Given data:
[Start of Attachment]

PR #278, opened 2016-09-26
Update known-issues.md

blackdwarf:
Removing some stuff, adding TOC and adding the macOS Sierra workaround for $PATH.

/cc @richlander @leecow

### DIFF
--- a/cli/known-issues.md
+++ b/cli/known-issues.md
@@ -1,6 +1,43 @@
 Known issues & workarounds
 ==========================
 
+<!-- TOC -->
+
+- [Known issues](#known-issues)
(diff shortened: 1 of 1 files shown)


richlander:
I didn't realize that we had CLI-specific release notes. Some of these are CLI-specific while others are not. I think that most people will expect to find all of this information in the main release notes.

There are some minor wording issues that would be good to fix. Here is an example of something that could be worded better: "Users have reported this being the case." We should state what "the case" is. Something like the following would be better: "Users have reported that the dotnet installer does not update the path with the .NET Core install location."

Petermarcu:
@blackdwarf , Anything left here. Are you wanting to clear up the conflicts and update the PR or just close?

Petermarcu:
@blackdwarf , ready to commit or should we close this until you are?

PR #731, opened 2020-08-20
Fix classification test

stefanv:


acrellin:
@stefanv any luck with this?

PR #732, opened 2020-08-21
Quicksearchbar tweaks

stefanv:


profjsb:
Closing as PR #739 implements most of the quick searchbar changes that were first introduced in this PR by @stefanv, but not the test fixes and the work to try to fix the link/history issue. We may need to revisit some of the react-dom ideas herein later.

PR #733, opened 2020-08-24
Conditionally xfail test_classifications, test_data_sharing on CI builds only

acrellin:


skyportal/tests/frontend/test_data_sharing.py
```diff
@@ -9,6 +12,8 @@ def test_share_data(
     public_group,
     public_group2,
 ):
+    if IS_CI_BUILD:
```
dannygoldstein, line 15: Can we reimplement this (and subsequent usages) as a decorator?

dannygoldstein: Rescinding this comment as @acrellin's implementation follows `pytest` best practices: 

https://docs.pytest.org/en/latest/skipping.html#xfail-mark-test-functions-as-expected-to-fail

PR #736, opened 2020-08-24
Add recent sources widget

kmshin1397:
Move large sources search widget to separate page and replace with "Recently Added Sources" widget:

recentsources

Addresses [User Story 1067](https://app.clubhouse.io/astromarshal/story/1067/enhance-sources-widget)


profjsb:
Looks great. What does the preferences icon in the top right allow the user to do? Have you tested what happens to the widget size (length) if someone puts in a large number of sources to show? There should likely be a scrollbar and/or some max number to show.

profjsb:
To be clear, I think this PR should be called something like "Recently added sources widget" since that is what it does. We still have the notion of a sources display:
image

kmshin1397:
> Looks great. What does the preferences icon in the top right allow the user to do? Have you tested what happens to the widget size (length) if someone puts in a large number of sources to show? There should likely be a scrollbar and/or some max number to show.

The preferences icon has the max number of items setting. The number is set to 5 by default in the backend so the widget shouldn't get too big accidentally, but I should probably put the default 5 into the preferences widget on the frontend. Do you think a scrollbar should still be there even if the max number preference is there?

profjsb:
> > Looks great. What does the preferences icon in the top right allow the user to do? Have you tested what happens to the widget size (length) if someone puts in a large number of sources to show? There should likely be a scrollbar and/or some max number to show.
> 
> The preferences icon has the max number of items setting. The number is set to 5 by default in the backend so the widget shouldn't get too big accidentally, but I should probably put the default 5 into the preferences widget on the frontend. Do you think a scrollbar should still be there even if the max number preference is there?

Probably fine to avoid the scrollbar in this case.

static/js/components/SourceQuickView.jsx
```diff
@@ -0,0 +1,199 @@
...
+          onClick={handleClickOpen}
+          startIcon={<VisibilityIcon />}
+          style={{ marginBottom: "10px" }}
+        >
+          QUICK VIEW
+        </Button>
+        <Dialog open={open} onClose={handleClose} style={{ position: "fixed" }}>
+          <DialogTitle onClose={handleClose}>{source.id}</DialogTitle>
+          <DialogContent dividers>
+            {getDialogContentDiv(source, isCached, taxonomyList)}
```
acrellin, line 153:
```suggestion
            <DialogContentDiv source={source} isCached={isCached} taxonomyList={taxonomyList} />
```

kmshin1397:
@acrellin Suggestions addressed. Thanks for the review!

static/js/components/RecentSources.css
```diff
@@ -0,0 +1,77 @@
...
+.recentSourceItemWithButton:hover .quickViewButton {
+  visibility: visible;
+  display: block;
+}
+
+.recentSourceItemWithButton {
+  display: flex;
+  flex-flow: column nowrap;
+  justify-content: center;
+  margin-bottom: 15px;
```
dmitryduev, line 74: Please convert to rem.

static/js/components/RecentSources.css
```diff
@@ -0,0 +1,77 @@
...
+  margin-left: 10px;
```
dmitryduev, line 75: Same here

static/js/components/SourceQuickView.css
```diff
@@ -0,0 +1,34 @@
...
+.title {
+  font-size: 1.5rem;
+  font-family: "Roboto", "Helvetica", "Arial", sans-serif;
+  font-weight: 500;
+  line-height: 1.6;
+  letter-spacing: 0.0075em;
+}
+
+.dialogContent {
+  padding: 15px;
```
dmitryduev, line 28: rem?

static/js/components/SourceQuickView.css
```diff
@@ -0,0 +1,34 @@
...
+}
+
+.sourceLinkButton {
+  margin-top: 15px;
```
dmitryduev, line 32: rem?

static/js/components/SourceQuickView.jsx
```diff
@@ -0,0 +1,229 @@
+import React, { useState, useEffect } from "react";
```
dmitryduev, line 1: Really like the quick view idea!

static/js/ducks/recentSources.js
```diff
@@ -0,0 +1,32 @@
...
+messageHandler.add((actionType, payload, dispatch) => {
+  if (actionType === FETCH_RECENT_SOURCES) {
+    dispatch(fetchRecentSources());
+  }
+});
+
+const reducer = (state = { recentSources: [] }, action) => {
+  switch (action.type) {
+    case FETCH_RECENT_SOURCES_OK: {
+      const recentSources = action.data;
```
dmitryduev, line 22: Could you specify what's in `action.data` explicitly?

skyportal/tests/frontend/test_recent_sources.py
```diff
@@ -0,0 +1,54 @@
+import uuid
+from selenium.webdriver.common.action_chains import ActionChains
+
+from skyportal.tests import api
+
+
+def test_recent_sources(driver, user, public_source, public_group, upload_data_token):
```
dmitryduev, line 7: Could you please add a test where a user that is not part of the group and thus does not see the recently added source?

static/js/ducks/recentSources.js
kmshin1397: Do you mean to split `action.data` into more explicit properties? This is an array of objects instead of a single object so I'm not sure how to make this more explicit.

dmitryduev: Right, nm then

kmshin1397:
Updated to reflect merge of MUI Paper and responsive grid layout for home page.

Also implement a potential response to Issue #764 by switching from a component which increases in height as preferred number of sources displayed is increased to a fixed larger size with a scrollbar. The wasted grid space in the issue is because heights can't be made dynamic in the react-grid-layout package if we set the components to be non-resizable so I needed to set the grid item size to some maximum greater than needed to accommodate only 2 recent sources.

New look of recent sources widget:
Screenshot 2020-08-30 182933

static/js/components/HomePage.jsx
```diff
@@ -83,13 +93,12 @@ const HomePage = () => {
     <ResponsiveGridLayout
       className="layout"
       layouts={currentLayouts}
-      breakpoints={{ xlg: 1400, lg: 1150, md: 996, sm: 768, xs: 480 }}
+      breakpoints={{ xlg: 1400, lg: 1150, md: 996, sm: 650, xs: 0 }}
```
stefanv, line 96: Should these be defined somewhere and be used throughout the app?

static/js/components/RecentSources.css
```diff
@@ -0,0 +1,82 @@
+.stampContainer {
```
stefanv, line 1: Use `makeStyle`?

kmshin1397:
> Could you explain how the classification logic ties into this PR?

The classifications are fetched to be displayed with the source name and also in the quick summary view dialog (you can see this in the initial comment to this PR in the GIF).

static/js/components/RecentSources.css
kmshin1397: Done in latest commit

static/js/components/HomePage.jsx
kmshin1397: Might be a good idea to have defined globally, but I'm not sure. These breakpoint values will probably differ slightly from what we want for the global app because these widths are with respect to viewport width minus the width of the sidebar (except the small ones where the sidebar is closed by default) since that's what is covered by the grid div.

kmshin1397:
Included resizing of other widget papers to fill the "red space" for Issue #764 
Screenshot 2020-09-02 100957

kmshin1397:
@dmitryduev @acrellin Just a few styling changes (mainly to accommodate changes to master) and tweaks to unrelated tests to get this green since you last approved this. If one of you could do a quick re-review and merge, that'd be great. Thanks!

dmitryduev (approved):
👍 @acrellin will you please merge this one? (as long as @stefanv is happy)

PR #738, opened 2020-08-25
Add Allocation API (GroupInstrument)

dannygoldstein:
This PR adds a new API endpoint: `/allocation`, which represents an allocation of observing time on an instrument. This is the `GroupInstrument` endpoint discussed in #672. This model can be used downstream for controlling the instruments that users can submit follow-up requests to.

[End of Attachment]
[Start of Attachment]

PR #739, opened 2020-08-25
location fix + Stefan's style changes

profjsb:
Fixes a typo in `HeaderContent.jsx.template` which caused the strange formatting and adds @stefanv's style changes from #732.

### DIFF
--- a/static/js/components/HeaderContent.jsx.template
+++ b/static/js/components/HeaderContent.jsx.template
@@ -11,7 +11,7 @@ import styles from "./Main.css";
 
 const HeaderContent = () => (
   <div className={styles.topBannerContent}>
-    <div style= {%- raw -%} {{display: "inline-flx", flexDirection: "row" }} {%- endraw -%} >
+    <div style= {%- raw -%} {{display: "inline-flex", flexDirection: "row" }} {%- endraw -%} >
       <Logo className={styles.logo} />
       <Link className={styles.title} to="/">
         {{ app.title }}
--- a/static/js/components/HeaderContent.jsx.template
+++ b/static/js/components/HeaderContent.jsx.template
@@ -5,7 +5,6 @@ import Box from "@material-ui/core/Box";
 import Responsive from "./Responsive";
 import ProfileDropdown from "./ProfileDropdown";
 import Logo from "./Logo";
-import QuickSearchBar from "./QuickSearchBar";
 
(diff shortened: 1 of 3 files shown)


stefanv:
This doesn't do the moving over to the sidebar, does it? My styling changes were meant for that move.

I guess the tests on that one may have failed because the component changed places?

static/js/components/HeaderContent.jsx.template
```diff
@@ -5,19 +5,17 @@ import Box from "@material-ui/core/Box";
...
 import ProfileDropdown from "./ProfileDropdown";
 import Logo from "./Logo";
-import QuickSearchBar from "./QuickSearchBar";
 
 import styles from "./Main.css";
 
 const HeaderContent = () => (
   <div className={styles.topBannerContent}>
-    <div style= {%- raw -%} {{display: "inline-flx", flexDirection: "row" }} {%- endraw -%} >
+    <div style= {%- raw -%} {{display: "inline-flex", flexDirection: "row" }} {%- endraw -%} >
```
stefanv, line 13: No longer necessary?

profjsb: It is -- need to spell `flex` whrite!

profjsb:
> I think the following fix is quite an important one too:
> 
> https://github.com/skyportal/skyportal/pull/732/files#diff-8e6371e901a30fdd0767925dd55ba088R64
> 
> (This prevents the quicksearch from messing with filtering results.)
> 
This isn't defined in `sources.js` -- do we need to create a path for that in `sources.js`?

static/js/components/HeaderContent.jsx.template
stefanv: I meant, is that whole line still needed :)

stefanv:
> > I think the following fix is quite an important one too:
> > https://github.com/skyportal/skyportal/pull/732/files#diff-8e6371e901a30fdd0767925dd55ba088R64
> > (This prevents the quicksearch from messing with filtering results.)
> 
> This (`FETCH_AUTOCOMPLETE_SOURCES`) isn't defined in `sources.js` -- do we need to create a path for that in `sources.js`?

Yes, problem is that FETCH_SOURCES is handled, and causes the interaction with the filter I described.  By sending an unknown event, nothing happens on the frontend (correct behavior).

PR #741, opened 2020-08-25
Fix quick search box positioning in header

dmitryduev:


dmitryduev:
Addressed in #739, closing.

[End of Attachment]

Exercise objective: Each line above that contains the word "quite" counts once; give the total and no other text.

Result for this exercise: 2